> [WHAT IS REQUIRED]
Would you count the lines in the material below that include the string "github"? Only the number is needed.

> [MATERIAL SHOWN]
Issue #427, opened 2021-10-09
Inconsistencies in damage data from monsters


TheLazyDutchman:
I saw that on of the actions in the Ancient Blue Dragon had this structure in the api
```
{
	"name": "Lightning Breath",
	"desc": "The dragon exhales lightning in a 120-foot line that is 10 feet wide. Each creature in that line must make a DC 23 Dexterity saving throw, taking 88 (16d10) lightning damage on a failed save, or half as much damage on a successful one.",
	"usage": {
		"type": "recharge on roll",
		"dice": "1d6",
		"min_value": 5
	},
	"dc": {
		"dc_type": {
			"index": "dex",
			"name": "DEX",
			"url": "/api/ability-scores/dex"
		},
		"dc_value": 23,
		"success_type": "half"
	},
	"damage_dice": "16d10",
	"damage": []
}
```

as you can see, it has a "damage_dice" attribute outside of an empty "damage" list.
As far as I know, all other actions follow the following pattern for damage.

```
{
	"name": "Tail",
	"desc": "Melee Weapon Attack: +16 to hit, reach 20 ft., one target. Hit: 18 (2d8 + 9) bludgeoning damage.",
	"attack_bonus": 16,
	"damage": [
		{
			"damage_type": {
				"index": "bludgeoning",
				"name": "Bludgeoning",
				"url": "/api/damage-types/bludgeoning"
			},
			"damage_dice": "2d8+9"
		}
	]
}
```

I don't know if this is something in the data itself, or if it comes from the API.
nor do I know if there are any other places where "damage_dice" is outside the "damage" list.

I think that for consistency's sake the "damage_dice" should be placed inside a damage object, probably with a "damage_type" of lightning, since that is consistent with the statblock on dndbeyond (and the fact that, you know, the action is called "Lightning Breath".

bagelbits:
That's an issue in the database. I think that just got missed when I switched over the shape. If you want to open a quick PR, please feel free to fix it.

PR #428, opened 2021-10-13
fixed inconsistencies for ancient blue dragon

TheLazyDutchman:
## What does this do?
the lightning breath for ancient dragon had no "damage" list, just a separate "damage_dice" property
this should fix that

## How was it tested?
I have not tested this change

#427 

random photo - update me


bagelbits (approved):
Thank you for catching this and fixing it!

PR #429, opened 2021-10-26
Fix Detect Thoughts description

MikkelPaulson:
## What does this do?
Update the description of the Detect Thoughts spell to match SRD 5.1. Not sure where the previous content came from, but it was... wrong.

## How was it tested?
Jest passed. Otherwise, this is a content-only change.

No.

N/A

random photo - update me


bagelbits (approved):
Good catch!

PR #432, opened 2021-11-08
Fix damage and condition immunities for some undead

SleeplessOne1917:
## What does this do?
Some of the damage and condition immunities for undead monsters were wrong, so I fixed them.

## How was it tested?
I ran db:refresh and verified the changes in MongoDB compass.

No

n/a

random photo - update me


bagelbits (approved):
Good catch!

PR #433, opened 2021-12-07
I'm pretty sure that's not needed

bagelbits:
## What does this do?

Removes a piece of the CI because it's probably not necessary.

## How was it tested?

One of those, we gotta do it live tests.

Nope

N/A

image


.github/workflows/ci.yml
```diff
@@ -52,9 +52,6 @@ jobs:
     needs: deploy
     if: github.ref == 'refs/heads/main'
```
bagelbits, line 53:
```suggestion
```

PR #434, opened 2021-12-12
Feature localization

Platiplus:
## What does this do?

Proof of concept about localization of the database

## How was it tested?

run `node ./scripts/createLanguageFiles.js`

#81 

\<It's not clear if I don't update this text with relevant info\>

random photo - update me


src/5e-SRD-Weapon-Properties.json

> [ANSWER SPACE]
2